Van Sant collaborates again here with cinematographer Harris Savides, who previously wrought San Francisco in the 70s to great effect in Zodiac. Milk’s dynamic use of archival footage serves it well, making the spirit of the times come alive. But the decisive force in this project, what will make or break it for audiences, are the performances, and Penn is on fire here. The role of Milk grants the volatile actor and activist permission to express his moral fervor in a fresh, invigorating context. He mimics Milk’s peculiar fist shaking with a goofy sort of grace, milking it, so to speak, with great aplomb. He speechifies with great emotional dexterity, yet brings a wonderfully conspiratorial glee to quieter scenes of political negotiation. He’s also very funny. Josh Brolin’s Dan White challenges him with the tired old theological arguments against homosexuality. “Can two men reproduce?” White asks. “No,” Milk replies, with the warmest and slyest of smiles. “But god knows we keep trying.”

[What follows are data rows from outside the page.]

Issue #479, opened 2022-10-26
Python regression: sparseNdArray.read_sparse_tensor slicing does not work


bkmartinjr:
Recent regression likely related to C++ reader integration (#447):  SparseNdArray.read_as_tensor no longer slices correctly.  If coordinates (ids) are specified, it returns *all* rather than the requested slice. `read_as_pandas_all()` still works.

Example:  I have a large 2D matrix.  Using `read_as_pandas_all` with a slice produces a different result than `read_sparse_tensor`.  They should be identical (in value)

```
In [21]: census['human'].ms['RNA'].X['raw'].read_as_pandas_all((0, slice(None)))
Out[21]: 
      soma_dim_0  soma_dim_1  soma_data
0              0          13        2.0
1              0          18        1.0
2              0          21        1.0
3              0          24        1.0
4              0          29        4.0
...          ...         ...        ...
4974           0       23715        7.0
4975           0       23719        1.0
4976           0       23724        1.0
4977           0       23729        3.0
4978           0       23745        1.0

[4979 rows x 3 columns]

In [22]: for i in census['human'].ms['RNA'].X['raw'].read_sparse_tensor((0, slice(None))): print(i)
<pyarrow.SparseCOOTensor>
type: float
shape: (176, 23747)
```

The (sliced) result above seems to be identical to the entire array, eg,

In a superlative and teeming supporting cast that includes lovingly realized turns from Franco, very sexy and subtle in his grudging support, and from Emile Hirsch and Alison Pill, Brolin demands special mention. His embodiment of profoundly conflicted homophobia swings from sympathetic to repulsive with an absolute minimum of fuss. In a grim, sobering way he grounds the picture. Which is to say he represents an element that doubtlessly still lingers in Milk’s audience, a prejudice and resentment that can’t be quelled by the comforts of increasing familiarity with gay culture alone. And it’s because of this that I sincerely hope the Dan Whites of the world see this movie.